Alas residentials are also the most price-sensitive.
And this is before we discuss the assumption that US panels would be "better". In truth they are likely to be less effecient, not more effecient. Chinese factories spen a lot on updating equipment and processes. By contrast most US industries don't spend a lot upgrading factories - especially in the short term.
>Why spend twice as much for 10% more capacity when you can get 100% more capacity for the same money by simply placing more panels?
Because panels are a small portion of the overall installed capacity price. Installation labor, inverters, racking, wiring, mounts, and other parts account for most of it.

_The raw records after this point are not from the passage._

PR #1255, opened 2021-06-18
added full support for cultures in SRM

veanes:
This fixed the bug in SRM that all regexes were compiled 
(and special characters (i,I) were treated) as if always in en-US culture.
This affected correctness of case-insensitivity under other cultures like "tr" or "".
Now all cultures are supported. When a regex is created in DFA mode its culture 
(e.g. InvariantCulture if passed through regex options) and is "frozen" 
and will be part of the regex, and is also preserved when serialized/deserialized, 
so the special internal serialization was updated to include culture info. 

Added unit test to validate new culture support, using cultures "", "tr" and "en-US"


src/libraries/System.Text.RegularExpressions/src/System/Text/RegularExpressions/srm/algebras/CharSetSolver.cs
```diff
@@ -97,7 +58,9 @@ public BDD MkCharConstraint(char c, bool ignoreCase = false)
         /// </summary>
         public BDD MkCharSetFromRange(char m, char n)
         {
-            return MkSetFromRange((uint)m, (uint)n, _bw-1);
+            if (m == n)
+                return MkCharConstraint(m);
+            return MkSetFromRange((uint)m, (uint)n, 15);
```
olsaarik, line 63: Are these changes from `_bw-1` to 15 related to the culture support?

olsaarik (approved):

src/libraries/System.Text.RegularExpressions/src/System/Text/RegularExpressions/srm/algebras/CharSetSolver.cs
veanes: Not really, more part of cleanup, I eliminated the _bw field. It is always 16. One could define the constant maxcharbit somewhere as 15  instead of using 15 explicitly.

PR #1256, opened 2021-06-18
NativeAOT-LLVM: add null terminator to name strings for c++

yowl:
This PR fixes an issue passing byte arrays from managed to c++ where the array is interpreted as a string and was not previously null terminated.

### DIFF
--- a/src/coreclr/tools/aot/ILCompiler.RyuJit/JitInterface/CorInfoImpl.Llvm.cs
+++ b/src/coreclr/tools/aot/ILCompiler.RyuJit/JitInterface/CorInfoImpl.Llvm.cs
@@ -75,9 +75,9 @@ namespace Internal.JitInterface
             node.AppendMangledName(_this._compilation.NameMangler, sb);
             if (node is FrozenStringNode)
             {
-                sb.Append("___SYMBOL");
+                sb.Append("___SYMBOL\0");
             }
-            return (byte*)_this.GetPin(AppendNullByte(sb.UnderlyingArray));
+            return (byte*)_this.GetPin(sb.UnderlyingArray);
         }
 
         [UnmanagedCallersOnly]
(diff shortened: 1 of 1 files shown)


src/coreclr/tools/aot/ILCompiler.RyuJit/JitInterface/CorInfoImpl.Llvm.cs
```diff
@@ -68,7 +77,7 @@ public static void addCodeReloc(IntPtr thisHandle, void* handle)
             {
                 sb.Append("___SYMBOL");
             }
-            return (byte*)_this.GetPin(sb.UnderlyingArray);
+            return (byte*)_this.GetPin(AppendNullByte(sb.UnderlyingArray));
```
jkotas: You can append the null byte directly to the `Utf8StringBuilder` here. It will save a string copy.

yowl: Thanks

src/coreclr/tools/aot/ILCompiler.RyuJit/JitInterface/CorInfoImpl.Llvm.cs
```diff
@@ -66,7 +75,7 @@ public static void addCodeReloc(IntPtr thisHandle, void* handle)
             node.AppendMangledName(_this._compilation.NameMangler, sb);
             if (node is FrozenStringNode)
             {
-                sb.Append("___SYMBOL");
+                sb.Append("___SYMBOL\0");
```
jkotas: Do you need to append the `0` even when it is not `FrozenStringNode` ?

yowl: Yes, sorry that was careless.  Moved after the `if` now.

PR #1258, opened 2021-06-19
fixed SRM case-insensitivity bug

veanes:
The bug was that a regex such as (?i:[\0-@B-\uFFFF]) is turned into (?i:[^A]) -- the regex parser 
makes this transformation implicitly which then for SRM loses the distinction if it was (?i:[^A]) originally or not
since (?i:[\0-@B-\uFFFF]) and (?i:[^A]) have different semantics although [^A] and [\0-@B-\uFFFF] are 
otherwise equivalent. Somehow this transformation works correctly in non-DFA 
mode as the info can be recovered by some means that seems not available in SRM.

To fix the bug I turned off an optimization in the parser in Canonicalize in DFA mode that normalizes [\0-@B-\uFFFF] to [^A] internally as a special implicit representation (IsSingletonInverse).

Also cleaned up the initial SRM creation avoiding calls in Regex initialization not needed for SRM.

Added unit tests many of which failed before the fixes.
Also fixed a bug that .* was marked lazy (that showed up here but was otherwise an unrelated bug).


danmoseley:
It's unfortunate to teach more of the parser etc about DFS. Is there any way to keep it unified?

Btw I'm still curious why RegexCharClass today contains the original casing as well as the lower casing in insensitive mode.

veanes:
Regarding the issue of treating character classes in DFA mode in a **unified** way as in the rest of the engine.
It is still a fact that DFA does use and depends on the preprocessing of the RegexCharClass. 
It could _stop the preprocessing_ at the point when the non-DFA engine prepares it for actual matching in Case-Insensitive (CI) mode  -- i.e. when it also incorporates the characters needed to capture enough characters so that it can work in CI mode. For example if the interval is [A-Z] in CI mode it needs no extra info as it will just test 
the input character in lower case [a-z] and will do the right thing for i (depending on culture). But, this is all fine for DFA mode as well except that the **IsSingletonInverse** representation, essentially muddies the difference between not{c} and not{c,C} in this particular case (because of regexes _not having referential transparency_ ... I think due to bad legacy decisions how to treat ?i, note that not{c} in invariant mode adds back C if c is case-sensitive otherwise not). In the non-DFA case this difference is still maintained internally by  essentially keeping original casing as well as the lower casing in ?i mode in singleton sets essentially to recognize the IsSingletonInverse representation (so that when executing it will have the right semantics). 

However, in the DFA mode this information seems no longer accessible, at least it is a very specific internal AST representation issue that should not be relevant (unfortunately there is no simple IsSingletonInverse flag for example), or that the DFA should not be concerned with, so it made more sense not to apply the IsSingletonInverse representation in the first place to avoid the whole problem. 

Essentially, when a regex  (?i:[\0-AC-\uFFFF]) is turned into (?i:[^B]) (but in IsSingletonInverse form ... which is a predicate that can be applied to the string representation of the AST of (?i:[^B])) 
Original input regex  (?i:[^B]) on theother hand  is not in IsSingletonInverse form itself. 
Internally I think the difference is maintained by keeping both {a,A} vs only one {a}. 
In the DFA engine both cases look the same (when looking it as an AST) or so it seems. 
Never new of the IsSingletonInverse special form until the bug surfaced.

DFA uses a pre-generated relation R that is a BDD (but also is as A BDDxBDD relation) that in CI mode, given any predicate P (as a BDD), transforms it into P' = {c | exists x in P such that tolower(c)=tolower(x)}. 
The relation R itself is now culture-specific (3 cases matter, i.e., there are three different Rs, I think I'll optimize this representation a bit more, the three Rs only differ wrt how 'i','I','\u0130','\u0131' are treated --- **no other differences**).

Hopefully the above clarifies a bit. Overall I don't see this as a big issue. The situation is somewhat analogous to turning a loop into an atomic loop... that is correct only in non-DFA mode (so it had to be turned off in DFA mode).
The above text could be added somewhere in the documentation of the code also.

veanes:
Observe that, in the end it is in fact the case that  (?i:[\0-AC-\uFFFF]) is the same as [\0-\uFFFF] because 
b adds B back due to ?i. In other words, (?i:[^B]) acts the same as  [\0-\uFFFF] (or '.' in singleline mode) **if** 
IfSingletonInverse((?i:[^B])) holds**.
However (?i:[^B]) means  [\0-AC-ac-\uFFFF]
... I seriously don't like this semantics ... but it is what it is 

the SingletonInverse((?i:[^@])) is mostly relevant perhaps for CI-independent characters such as 
SingletonInverse((?i:[^\n])), but then again the ?i flag does not matter, so I'm puzzled by why it is there, it just seems to muddy the semantics under CI for the special case of a **complement-of-single-character-set** when it always becomes [\0-\xFFFF] because the "other" character will add back the one being complemented out. ?????

veanes:
Another possibility is to get rid of SigletonInverse, by 
turning (?i:[\0-\u{c-1}\u{c+1}C-\uFFFF]) into
1) [\0-\uFFFF] when c is case-sensitive (in the given culture), else into 
2) [^c] (just normal singleton-complement in the AST, which is not the same as SigletonInverse) (here without ?i) 
This would elimate the need to do the above fix in the first place.

veanes:
I checked that all the build failures are due to failure of
System.Net.Primitives.Unit.Tests.CookieContainerTest.SetCookies_Success

(So unrelated to this PR)

veanes:
The last commit derives specific culture case-insensitivity from the default table, instead of constructing it from scratch. This removed the need to store the other large strings for representing case-insensitivity under invariant culture and under Turkish alphabet cultures. It makes the logic more streamlined and **explicit what the exact differences are**, although added some code to do the derivation from the default table that uses BDD operations.

The SRM culture unit test, still tests the correctness of this change, that I also validated separately (namely that the produced tables are identical to the ones that were earlier precomputed).

Observe! It is all about special/different handling of the letters 'i', 'I', '\u0130' and '\u0131' under the different culture groups 
1) "" (invariant culture), 
2) "tr" and 7 other Turkish alphabet cultures, 
3) "en-US" (and all other cultures). 
The case-invariance rules are exactly the same for all the other Unicode letters across all supported 813 cultures.

olsaarik:
If I understood correctly, the two ways discussed to fix this bug without getting rid of the singleton inverse form were:

1. Pass the `isDFA` boolean into the parser and use that to skip the IsSingletonInverse transformation for DFA mode.
2. Make DFA mode aware of IsSingletonInverse.

I do agree with @danmoseley that passing in the `isDFA` flag into the parser is a bit unfortunate. Ideally the frontend would be mostly independent of what backend is going to get used with it. However, duplicating logic to recognize IsSingletonInverse in DFA sounds dangerous too as a potential source of future confusion in case the parser gets modified without full understanding of all of its dependencies.

@veanes would it be possible for the DFA mode to use [this IsSingletonInverse function](https://github.com/dotnet/runtime/blob/ab7492c4a77f0315d384b4c7648d0cefa36b18d1/src/libraries/System.Text.RegularExpressions/src/System/Text/RegularExpressions/RegexCharClass.cs#L621)? It is a public static method of `RegexCharClass`, so that should be fine, but does it do the right thing for the DFA mode?

veanes:
Not exactly sure about it,  the IsSingletonInverse function applies to the string output, I can try to reproduce the string (I hope it is the ToString of the AST node, not sure). But I think the whole IsSingletonInverse concept itself is unnecessary to begin with.

veanes:
I added a bit more unit tests but kept the changes.

I may have misunderstood IsSingletonInverse a bit, it is not the culprit, it is in general just a predicate that says that the set represents complement of a single char, it is independent of ignore-case ... it is unclear how the engine recognizes the difference between the expressions (?i:[\0-AC-\uFFFF]) and (?i:[^B]) later after it has transformed (?i:[\0-AC-\uFFFF]) into (?i:[^B]). The culprit is the rule that does the unsound transformation from (?i:[\0-AC-\uFFFF]) into (?i:[^B]).

Well, it transforms **(?i:[\0-AC-\uFFFF]) into (?i:[^B])** and it transforms **(?i:[^B]) into (?i:[^b])**. Not sure what exact rules are used later to know that the input was not (?i:[^b]). What if the character is such that it has two other case-versions, for example, when **c != ToLower(c) AND c!= ToUpper(c)?**

Long story short, the IsSingletonInverse transformation **is unsound under ?i and DFA mode**, and therefore what I do (skip the IsSingleton transformation) is **much safer** than try to mimic and recognize the special (undocumented) representation trick that somehow works in the nonDFA case -- a clue I have is that it uses lower-uppercase representation distinction somehow, but also this is not really enough. DFA is completely agnostic to what characters are --- if lower or upper or etc, it does not care.

I tried to implement a check but it did not work. This was a serious attempt, took the me the whole day. This is where I draw the line. I'm happy if someone else suggests another fix, else I'm done with it. I would like to move on with other changes and not waste more time on this.

veanes:
Just to add a bit more. I tried Olli's suggestion, that I thought first would work, but the fact is that the IsSingletonInverse predicate in isolation is fine actually (it does not implicitly embed that it is a singleton gap between to two intervals -- that I first thought it did and I was wrong). 
**My overall take on this code is that it is very brittle to changes.** 
What makes it brittle also is that there is no predicate for: **IsCaseSensitive(c)**, else the above issue could be avoided and cleaned up as I mentioned above (essentially by trivially eliminating ?i).

veanes:
There is one more important detail, not sure you know. 
IsCaseSensitive(c) != (tolower(c) != toupper(c))
You might ask why?
Well in Regex, there seems to be an **undocumented** rule that
  if tolower(c) = c and tolower(toupper(c)) != c **then c is classified as case-insensitive in regex.**
Let mw know if I'm wrong in some way, the above I found out by experimenting at it applies to 22 characters across all cultures. For example
ToLower(\u00B5)=\u00B5 (micro sign),
ToUpper(\u00B5)=\u039C (Greek capital M letter)
ToLower(\u039C) = \u03BC (Greek mu letter)
but \u00B5 does not match any of the other two characters in (?i...) context.

olsaarik:
Given the complexities involved with the case insensitive canonicalization, I do agree with skipping it for DFA mode (as there's no benefit for DFA mode anyway).

olsaarik (approved):

danmoseley:
@stephentoub  thoughts?

veanes:
Here is one final thought before I merge. 
To me it would make sense that (under any give culture) 
the following simple rule would hold for all characters x:
(tolower(x) matches (?i:x) AND  toupper(x) matches (?i:x))
as well as 
(toupper(tolower(x)) matches (?i:x) AND  tolower(toupper(x)) matches (?i:x))
I thought this was the case initially but learned otherwise.
Perhaps there is a legacy reason why this is not the case.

It depends on which kind of solar installation you're talking about. In utility scale projects, modules are still the single largest expense though they're now less than 40% of the total. In residential projects they're also the single largest expense but less than 20% of the total.
See pages 22 and 30 of this 2022 NREL solar cost report:
"U.S. Solar Photovoltaic System and Energy Storage Cost Benchmarks, With Minimum Sustainable Price Analysis: Q1 2022"
The residential market has traditionally been where higher-cost, higher-efficiency panels do best. But efficiency has risen so much across the board in recent years that it appears difficult to run a solar manufacturing business targeting the rooftop market alone. The bigger manufacturers that service all markets have panels that can match or nearly match the efficiency of specialty manufacturers and they have better economies of scale.
A big benefit of the energy transition is that a lot of the jobs are by definition very local. You can't really outsource solar panel installation to China.
Everyone keeps going on about lithium and cobalt shortages, but in The Netherlands the biggest shortage is in laborers - and I bet it's the same story in other places.
Hi there, software engineer here. I was laid off from a climate tech (solar) company in December ‘22. Bonus points for doing it a week out from christmas!
Sorry to hear that, hopefully you find another job soon. If you’re in the Bay Area I’d be happy to buy you lunch and chat with you about where you’re trying to go next.
friend of mine owns a small roofing company that has almost 100% pivoted to solar installs and only does a new roof if the old roof needs to be replaced before panels can be put on.
He has jobs booked out 8 months now. Its funny because he tells me his parents were so upset he started a roofing company and didn't go to college and now he makes more per year then most software engineers even at large tech companies.
He also said he's having issues hiring dependable people even though he says he's offering a really good salary+benefits.
> He also said he's having issues hiring dependable people even though he says he's offering a really good salary+benefits.
It is evidently not good enough. Can you share how much he is offering for back breaking outdoor labor that has a high likelihood of causing musculoskeletal healthcare problems by one’s 50s, and cannot screw around on HN during the day?
It was 'dependable', not 'in general'. That makes a big difference. Subcontractors or people working out of sight on installation work are difficult hires because you need to inspect the work after it has been done and that can be very tricky once it's all sewn up. It also requires people to be there on time and to not cause damage. Hiring for such roles is very difficult, typically you try a large number of people and you end up finding some fraction of that (not a very large fraction) that works out over the longer time.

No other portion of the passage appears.